IL VELO NERO – Rick Moody

IL VELO NERO - Rick Moody

Comincio dalla fine. Se non vi è ancora capitato di leggere i libri di Rick Moody, fatelo, e partite da questo. Per anni abbiamo importato poca narrativa dagli Stati Uniti – Americana di Don DeLillo, tanto per citare un esempio, arrivò in Italia con trent’anni di ritardo e solo grazie a un piccolo editore napoletano: Tullio Pironti. Per tradurre in italiano Infinite Jest, Sandro Veronesi mise su una casa editrice a proprie spese. Oggi siamo sommersi di romanzi americani di ogni genere. Non sono tutti dei capolavori, e orientarsi in questo mare magnum di titoli e recensioni accattivanti, in molti casi si tratta di veri e propri spot pubblicitari, non è semplice. Americana di Luca Briasco è un manuale dettagliato, istruttivo, illuminante, che vi potrà tornare utile almeno per una prima selezione di autori, alla quale però è sfuggita, chissà perché, Rick Moody, tornato di recente nelle librerie italiane con La nave di Teseo.

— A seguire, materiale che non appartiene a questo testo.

PR #208, opened 2023-05-31
domain - handle shutdown signals

AlbsAgren:
Whether the unittest actually provides any value is debatable, see what you think.

### DIFF
--- a/middleware/common/unittest/source/message/test_dispatch.cpp
+++ b/middleware/common/unittest/source/message/test_dispatch.cpp
@@ -8,19 +8,23 @@
 
 #include <common/unittest.h>
 
-
-
+#include "common/signal.h"
+#include "common/process.h"
 
 #include "common/message/service.h"
 #include "common/message/server.h"
 #include "common/message/dispatch.h"
 #include "common/message/transaction.h"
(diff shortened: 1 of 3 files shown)


middleware/common/unittest/source/message/test_dispatch.cpp
```diff
@@ -73,6 +77,23 @@ namespace casual
...
+            throw exception::compose( code::casual::interrupted);
+         }
+         catch( ...)
+         {
+            std::optional< std::system_error> error;
+            EXPECT_NO_THROW( error = message::dispatch::condition::detail::handle::error());
+
+            EXPECT_TRUE( error && error->code() == code::signal::terminate);
+         }
+      }
```
lazan, line 95: This tell us that we don't throw, and we get the signal as an error, as expected. I think this is good enough.

lazan (changes requested):
I think you want to handle the  `code::signal::terminate` in the _error condition_ in domain manager, as a "nice path". Otherwise we'll log error on sigterm, which we don't want?

Otherwise, good work.

lazan (approved):

PR #210, opened 2023-06-01
discovery: aggregate external discovery requests for performance

lazan:
This patch tries to aggregate discovery::Request based on load. The load is measured as _current discovery request in-flight_.

We've got a _load-window_ that defines how many in-flights to trigger the "next level". Every "level" adds a _timeout_ where every external discovery request are accumulated within.

When the _timeout_ kicks in, the aggregated request is sent, and later when the accumulated reply arrives it is _fan out_ to corresponding replies to match the actual original requests (correlation id and such).

"level" semantics:

The first "level" is `0`, hence has no accumulation and no timeout -> every request is sent "as is".

"level" 1 has a timeout with accumulation until send of 1 x _timeout value_.

"level" 2 -> 2 x _timeout value_.

... and so on.

To reach the "next level" the load has to increase with the _load-window_.

Example: Lets say _load-window_ is 2, and _timeout value_ is 10ms. If we have a load of 3, a timeout is set to 10ms, and we start accumulating request. When the timeout kicks in, we send the request, and invalidate the timeout.
A new request is about to be "sent", we check the load and decide if we should accumulate or not. We could have got replies during this time, and the load has gone down.

Note: To reach "level 2", there need to be a load of 5 -> including at least 2 accumulated requests -> at least 2 x 2ms without "any" replies.

This "algorithm" should self tune against heavy loads, at lest to other domains over network.

Temporary "config", will probably be renamed or removed in the future:
* CASUAL_DISCOVERY_ACCUMULATE_REQUESTS = <load window default 20>
* CASUAL_DISCOVERY_ACCUMULATE_TIMEOUT = <timeout default 4ms>

### DIFF
--- a/middleware/common/include/casual/platform.h
+++ b/middleware/common/include/casual/platform.h
@@ -166,7 +166,8 @@ namespace casual
 
             namespace accumulate
             {
-               constexpr auto timeout = std::chrono::seconds{ 1};
+               constexpr size::type requests = 20;
+               constexpr auto timeout = std::chrono::milliseconds{ 4};
             } // accumulate
             
          } // discovery
--- a/middleware/domain/include/domain/discovery/state.h
+++ b/middleware/domain/include/domain/discovery/state.h
@@ -173,7 +173,7 @@ namespace casual
 
          namespace accumulate
          {
-            namespace topology::state
+            namespace topology
             {
                struct Direct
                {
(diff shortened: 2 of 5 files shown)


ahhud (approved):
I think there is some unnecessary state.prospect.remove as a result of the changes and some incorrect trace texts in handle.cpp. But it is very minor so I approve and releases.

PR #211, opened 2023-06-02
service - include parent in service metrics

### LINKED ISSUE #209: service metrics does not always include parent

AlbsAgren:
This commit fixes an issue where the parent of a service call would get lost in the resulting metric.

Resolves #209


lazan (approved):
Nice catch1

PR #213, opened 2023-06-03
discovery: replies should only contain a subset of the requested

lazan:
Before: when we fan out the replies for accumulated discovery replies from other domains we do not filter base on the requested services and queues. Hence, the replies to caller could contain services and queues that was not asked for. Which lead to domains knows about services/queues that there hasn't been a need for.

Now: The accumulated reply content is intersected with what the actual caller has requested -> a subset of the requested is replied to caller.

### DIFF
--- a/middleware/domain/include/domain/discovery/state.h
+++ b/middleware/domain/include/domain/discovery/state.h
@@ -393,17 +393,19 @@ namespace casual
                   //! adds the content and associate with the correlation.
                   void add( const common::strong::correlation::id& correlation, const request_content& content);
 
+                  //! adds partial "local" known 'content', that will be used in `filter_reply`
+                  void add_known( const common::strong::correlation::id& correlation, reply_content&& content);
+
                   template< typename M>
                   void add( const M& message) { add( message.correlation, message.content);}
 
                   //! adds all cached resources to services and queues
                   request_content complement( request_content&& content);
 
-                  //! @returns the "cached" requested resources associated withe the correlation intersected with the 
-                  //! supplied content. Also cleans the associated state. 
-                  //! @attention this function is not idempotent.
+                  //! @returns the "cached" requested resources associated with the correlation intersected with the 
+                  //! supplied content. Also adds partial known "local" content, if any. 
+                  //! @attention Cleans the associated state -> this function is not idempotent.
                   reply_content filter_reply( const common::strong::correlation::id& correlation, const reply_content& content);
-
 
                   CASUAL_LOG_SERIALIZE(
                      CASUAL_SERIALIZE( m_services);
@@ -413,6 +415,7 @@ namespace casual
                private:
                   cache::Mapping m_services;
                   cache::Mapping m_queues;
+                  std::unordered_map< common::strong::correlation::id, reply_content> m_known_content;
                };
                
             } // content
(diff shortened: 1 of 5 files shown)


middleware/domain/include/domain/discovery/state.h
```diff
@@ -356,6 +356,68 @@ namespace casual
...
+                  //! adds the content and associate with the correlation.
+                  void add( const common::strong::correlation::id& correlation, const request_content& content);
+
+                  template< typename M>
+                  void add( const M& message) { add( message.correlation, message.content);}
+
+                  //! adds all cached resources to services and queues
+                  request_content complement( request_content&& content);
+
+                  //! @returns the "cached" requested resources associated withe the correlation intersected with the
```
ahhud: spelling `withe`

middleware/domain/source/discovery/handle.cpp
```diff
@@ -226,25 +218,24 @@ namespace casual
                      {
                         message::discovery::Reply reply;
                         reply.domain = common::domain::identity();
-                        reply.content = std::move( content);
 
                         for( auto& destination : discoveries)
                         {
+                           // filter based on the requested resources.
+                           reply.content = state.in_flight_cache.filter_reply( destination.correlation, content);
```
ahhud, line 225: Nice!

middleware/domain/source/discovery/handle.cpp
```diff
@@ -497,6 +485,8 @@ namespace casual
                      return;
                   }
 
+                  state.in_flight_cache.add( message);
```
ahhud: In case of a local lookup path in below statements, I think there is a obsolete cache registration never removed.

middleware/domain/source/discovery/state.cpp
```diff
@@ -228,19 +228,115 @@ namespace casual
...
+                     auto make_range = []( auto pair) { return range::make( pair.first, pair.second);};
+
+                     auto resources = make_range( m_correlation_to_resource.equal_range( correlation));
+
+                     result.reserve( resources.size());
+
+                     for( auto& pair : resources)
+                     {
+                        // clean upp total "cached" services
+                        if( auto found = algorithm::find( m_resource_count, pair.second); --found->second == 0)
```
ahhud, line 267: Personally I think this type of compound statement is somewhat hard to read and grasp. But that is just because I am not used to it. :-)

ahhud (changes requested):
Its really only the possible obsolete cache registration which needs addressing. Rest is more subjective. :-)

middleware/domain/source/discovery/handle.cpp
lazan: Yeah, I think you're right.

middleware/domain/source/discovery/state.cpp
lazan: You mean with _if init statement_ in general?

lazan: In some cases you can narrow the scope of a variable to the if scope with _init-statement_, which often is worth it. In this particular case it could be done with two nested if statements. Which is ok if it's one-liners, I think.

ahhud: If there is a very long init statement the actual condition appear at the very far right. 
Perhaps a different format is clearer. I.e 
if( init...;
     condition)
   statement;

But it is only a matter of taste.

ahhud (approved):

PR #627, opened 2024-10-21
Enable bundler module resolution mode

3flex:
Previous "node" option should no longer be used:
https://www.typescriptlang.org/docs/handbook/modules/reference.html#node10-formerly-known-as-node

"bundler" is recommended when using a bundler.


nielsvanvelzen:
This one has a merge conflict now

nielsvanvelzen (approved):

PR #644, opened 2024-10-25
Use TvShowsApiGetEpisodesRequest type for getEpisodes query parameters

3flex:


nielsvanvelzen (approved):

3flex:
Just wondering @nielsvanvelzen would it be a good idea to take advantage of the Jellyfin TypeScript SDK and use the Axios client? It seems some of the implementation in this project could be simplified. I had a look around when taking a look for this change.

nielsvanvelzen:
Yup definitely, migrating fully to the SDK would make everything more type-safe too :)

PR #645, opened 2024-10-25
Use deviceIds enum type where possible

3flex:


nielsvanvelzen (commented):
We should rename the enum to `DeviceIds` (PascalCase) so it won't be confused with regular variables.

nielsvanvelzen (approved):

PR #648, opened 2024-10-26
Remove volume command handlers

3flex:
These have been no-ops for a long time.


3flex:
Closing as these may still be used by the Android client and I don't plan to investigate that yet.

Il velo nero è un memoir che si legge come un romanzo. Racconta la storia di un ragazzo annichilito dall’alcol, dalla droga, e dalla depressione. Questo ragazzo è Rick Moody “Io stesso sono l’argomento di questo libro”. Un libro scritto come la sua vita “a ritmo di spasmi, in un modo più vicino all’epilessia che alla narrazione”. Moody si mette a nudo, dà in pasto al lettore la propria intimità, senza filtri, senza pudore forse. Leggendo mi sono venuti in mente altri due romanzi che seguono lo stesso tracciato e che ho amato molto: Il male oscuro di Giuseppe Berto e Il re pallido di David Foster Wallace, scrittore al quale Moody è vicino per stile – massimalismo argomentativo – e intensità. Come Berto e Wallace, Moody elabora il dolore e lo trasforma in letteratura, alta letteratura. La sua storia personale si intreccia con quella di un antenato, che scopriamo essere stato il protagonista di un racconto di Nathaniel Hawthorne intitolato “Il velo nero del pastore”. Dopo aver ucciso involontariamente un amico, il trisavolo di Moody se ne andò in giro per il resto della sua vita con il viso coperto da un velo che non tolse neppure in punto di morte. Il velo della vergogna diventa nel memoir del giovane Rick il manto triste dell’autodistruzione, il buio nel quale lo scrittore newyorchese viene risucchiato con forza. Cos’è questa dannata malinconia? Si chiede Moody nel lungo flusso di incoscienza, audace, sincero e denso di umanità che forma il libro “La malinconia non si riferisce a nulla. La malinconia ha uno stile o un modo ma nessun oggetto. La malinconia è un modo di pensare, un modo di pensare al pensiero, e ha bisogno di consumare la propria vittima“. Sono pagine strazianti, crude, poetiche, quelle che raccontano il ricovero nell’ospedale psichiatrico, ultima tappa di un girone dantesco senza fine  “Cosa avevo imparato? Avevo imparato che il mio passato non esisteva se non nelle interpretazioni del passato“. Se coltivate l’ambizione di scrivere, leggete Rick Moody e vedrete che vi passerà presto.